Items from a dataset

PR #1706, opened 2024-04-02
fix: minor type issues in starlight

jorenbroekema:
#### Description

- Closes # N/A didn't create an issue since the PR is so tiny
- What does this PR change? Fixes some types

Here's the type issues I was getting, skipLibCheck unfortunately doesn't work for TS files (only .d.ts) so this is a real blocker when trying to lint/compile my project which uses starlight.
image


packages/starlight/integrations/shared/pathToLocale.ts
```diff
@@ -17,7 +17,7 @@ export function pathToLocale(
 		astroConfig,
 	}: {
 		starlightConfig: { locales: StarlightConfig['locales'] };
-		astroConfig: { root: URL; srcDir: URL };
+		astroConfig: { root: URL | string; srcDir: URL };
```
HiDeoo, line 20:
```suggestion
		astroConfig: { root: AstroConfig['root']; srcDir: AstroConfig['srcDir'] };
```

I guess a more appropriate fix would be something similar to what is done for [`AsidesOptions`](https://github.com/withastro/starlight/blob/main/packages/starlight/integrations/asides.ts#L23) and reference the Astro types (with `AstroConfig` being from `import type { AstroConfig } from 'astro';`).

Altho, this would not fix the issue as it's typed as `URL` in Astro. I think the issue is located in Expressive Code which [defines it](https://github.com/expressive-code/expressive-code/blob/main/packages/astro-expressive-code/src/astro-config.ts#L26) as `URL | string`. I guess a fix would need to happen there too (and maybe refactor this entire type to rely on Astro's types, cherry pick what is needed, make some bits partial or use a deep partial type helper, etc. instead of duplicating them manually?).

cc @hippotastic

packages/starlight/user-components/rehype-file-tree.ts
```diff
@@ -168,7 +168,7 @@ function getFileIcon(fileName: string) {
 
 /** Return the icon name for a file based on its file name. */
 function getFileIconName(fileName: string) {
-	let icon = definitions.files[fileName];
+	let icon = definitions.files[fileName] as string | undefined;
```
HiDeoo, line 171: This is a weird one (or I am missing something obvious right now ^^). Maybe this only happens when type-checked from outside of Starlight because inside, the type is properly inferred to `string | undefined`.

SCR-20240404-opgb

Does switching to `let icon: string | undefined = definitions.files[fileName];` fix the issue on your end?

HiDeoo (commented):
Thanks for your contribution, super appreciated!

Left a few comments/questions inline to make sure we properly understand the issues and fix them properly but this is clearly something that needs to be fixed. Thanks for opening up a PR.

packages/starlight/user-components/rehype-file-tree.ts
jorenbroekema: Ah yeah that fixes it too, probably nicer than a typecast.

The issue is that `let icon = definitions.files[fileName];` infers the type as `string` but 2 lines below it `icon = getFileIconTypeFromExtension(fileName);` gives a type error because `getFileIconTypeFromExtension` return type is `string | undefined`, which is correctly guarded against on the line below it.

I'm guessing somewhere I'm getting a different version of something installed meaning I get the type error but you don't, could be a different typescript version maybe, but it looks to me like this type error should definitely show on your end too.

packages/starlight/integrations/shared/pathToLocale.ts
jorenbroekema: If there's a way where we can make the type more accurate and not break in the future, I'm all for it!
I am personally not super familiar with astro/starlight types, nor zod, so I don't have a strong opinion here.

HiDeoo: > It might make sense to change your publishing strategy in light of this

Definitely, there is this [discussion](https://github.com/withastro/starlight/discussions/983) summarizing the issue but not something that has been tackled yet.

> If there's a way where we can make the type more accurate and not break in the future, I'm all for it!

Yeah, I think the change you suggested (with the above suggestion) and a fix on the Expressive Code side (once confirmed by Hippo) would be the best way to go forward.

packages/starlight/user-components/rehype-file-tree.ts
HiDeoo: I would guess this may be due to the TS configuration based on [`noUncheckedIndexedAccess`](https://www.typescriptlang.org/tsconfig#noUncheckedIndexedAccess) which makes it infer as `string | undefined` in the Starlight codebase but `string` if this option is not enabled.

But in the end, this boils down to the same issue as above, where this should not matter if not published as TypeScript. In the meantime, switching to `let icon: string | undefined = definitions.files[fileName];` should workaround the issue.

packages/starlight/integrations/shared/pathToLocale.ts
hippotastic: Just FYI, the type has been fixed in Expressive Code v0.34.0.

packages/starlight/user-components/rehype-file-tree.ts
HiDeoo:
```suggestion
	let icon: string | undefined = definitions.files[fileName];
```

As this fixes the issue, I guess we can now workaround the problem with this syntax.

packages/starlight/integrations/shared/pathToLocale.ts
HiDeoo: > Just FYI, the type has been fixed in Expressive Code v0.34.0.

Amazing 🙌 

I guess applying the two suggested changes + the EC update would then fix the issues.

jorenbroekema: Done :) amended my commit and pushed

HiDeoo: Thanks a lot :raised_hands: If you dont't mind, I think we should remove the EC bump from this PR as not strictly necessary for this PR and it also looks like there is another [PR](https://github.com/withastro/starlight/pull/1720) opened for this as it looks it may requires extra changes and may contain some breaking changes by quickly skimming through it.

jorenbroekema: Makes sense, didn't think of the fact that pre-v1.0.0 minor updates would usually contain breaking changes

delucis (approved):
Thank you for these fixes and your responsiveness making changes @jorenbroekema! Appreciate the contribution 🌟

### TO DO
A reply that repeats all the data exactly is required.

### RESPONSE FOR THIS EXERCISE
PR #1706, opened 2024-04-02
fix: minor type issues in starlight

jorenbroekema:
#### Description

- Closes # N/A didn't create an issue since the PR is so tiny
- What does this PR change? Fixes some types

Here's the type issues I was getting, skipLibCheck unfortunately doesn't work for TS files (only .d.ts) so this is a real blocker when trying to lint/compile my project which uses starlight.
image


packages/starlight/integrations/shared/pathToLocale.ts
```diff
@@ -17,7 +17,7 @@ export function pathToLocale(
 		astroConfig,
 	}: {
 		starlightConfig: { locales: StarlightConfig['locales'] };
-		astroConfig: { root: URL; srcDir: URL };
+		astroConfig: { root: URL | string; srcDir: URL };
```
HiDeoo, line 20:
```suggestion
		astroConfig: { root: AstroConfig['root']; srcDir: AstroConfig['srcDir'] };
```

I guess a more appropriate fix would be something similar to what is done for [`AsidesOptions`](https://github.com/withastro/starlight/blob/main/packages/starlight/integrations/asides.ts#L23) and reference the Astro types (with `AstroConfig` being from `import type { AstroConfig } from 'astro';`).

Altho, this would not fix the issue as it's typed as `URL` in Astro. I think the issue is located in Expressive Code which [defines it](https://github.com/expressive-code/expressive-code/blob/main/packages/astro-expressive-code/src/astro-config.ts#L26) as `URL | string`. I guess a fix would need to happen there too (and maybe refactor this entire type to rely on Astro's types, cherry pick what is needed, make some bits partial or use a deep partial type helper, etc. instead of duplicating them manually?).

cc @hippotastic

packages/starlight/user-components/rehype-file-tree.ts
```diff
@@ -168,7 +168,7 @@ function getFileIcon(fileName: string) {
 
 /** Return the icon name for a file based on its file name. */
 function getFileIconName(fileName: string) {
-	let icon = definitions.files[fileName];
+	let icon = definitions.files[fileName] as string | undefined;
```
HiDeoo, line 171: This is a weird one (or I am missing something obvious right now ^^). Maybe this only happens when type-checked from outside of Starlight because inside, the type is properly inferred to `string | undefined`.

SCR-20240404-opgb

Does switching to `let icon: string | undefined = definitions.files[fileName];` fix the issue on your end?

HiDeoo (commented):
Thanks for your contribution, super appreciated!

Left a few comments/questions inline to make sure we properly understand the issues and fix them properly but this is clearly something that needs to be fixed. Thanks for opening up a PR.

packages/starlight/user-components/rehype-file-tree.ts
jorenbroekema: Ah yeah that fixes it too, probably nicer than a typecast.

The issue is that `let icon = definitions.files[fileName];` infers the type as `string` but 2 lines below it `icon = getFileIconTypeFromExtension(fileName);` gives a type error because `getFileIconTypeFromExtension` return type is `string | undefined`, which is correctly guarded against on the line below it.

I'm guessing somewhere I'm getting a different version of something installed meaning I get the type error but you don't, could be a different typescript version maybe, but it looks to me like this type error should definitely show on your end too.

packages/starlight/integrations/shared/pathToLocale.ts
jorenbroekema: If there's a way where we can make the type more accurate and not break in the future, I'm all for it!
I am personally not super familiar with astro/starlight types, nor zod, so I don't have a strong opinion here.

HiDeoo: > It might make sense to change your publishing strategy in light of this

Definitely, there is this [discussion](https://github.com/withastro/starlight/discussions/983) summarizing the issue but not something that has been tackled yet.

> If there's a way where we can make the type more accurate and not break in the future, I'm all for it!

Yeah, I think the change you suggested (with the above suggestion) and a fix on the Expressive Code side (once confirmed by Hippo) would be the best way to go forward.

packages/starlight/user-components/rehype-file-tree.ts
HiDeoo: I would guess this may be due to the TS configuration based on [`noUncheckedIndexedAccess`](https://www.typescriptlang.org/tsconfig#noUncheckedIndexedAccess) which makes it infer as `string | undefined` in the Starlight codebase but `string` if this option is not enabled.

But in the end, this boils down to the same issue as above, where this should not matter if not published as TypeScript. In the meantime, switching to `let icon: string | undefined = definitions.files[fileName];` should workaround the issue.

packages/starlight/integrations/shared/pathToLocale.ts
hippotastic: Just FYI, the type has been fixed in Expressive Code v0.34.0.

packages/starlight/user-components/rehype-file-tree.ts
HiDeoo:
```suggestion
	let icon: string | undefined = definitions.files[fileName];
```

As this fixes the issue, I guess we can now workaround the problem with this syntax.

packages/starlight/integrations/shared/pathToLocale.ts
HiDeoo: > Just FYI, the type has been fixed in Expressive Code v0.34.0.

Amazing 🙌 

I guess applying the two suggested changes + the EC update would then fix the issues.

jorenbroekema: Done :) amended my commit and pushed

HiDeoo: Thanks a lot :raised_hands: If you dont't mind, I think we should remove the EC bump from this PR as not strictly necessary for this PR and it also looks like there is another [PR](https://github.com/withastro/starlight/pull/1720) opened for this as it looks it may requires extra changes and may contain some breaking changes by quickly skimming through it.

jorenbroekema: Makes sense, didn't think of the fact that pre-v1.0.0 minor updates would usually contain breaking changes

delucis (approved):
Thank you for these fixes and your responsiveness making changes @jorenbroekema! Appreciate the contribution 🌟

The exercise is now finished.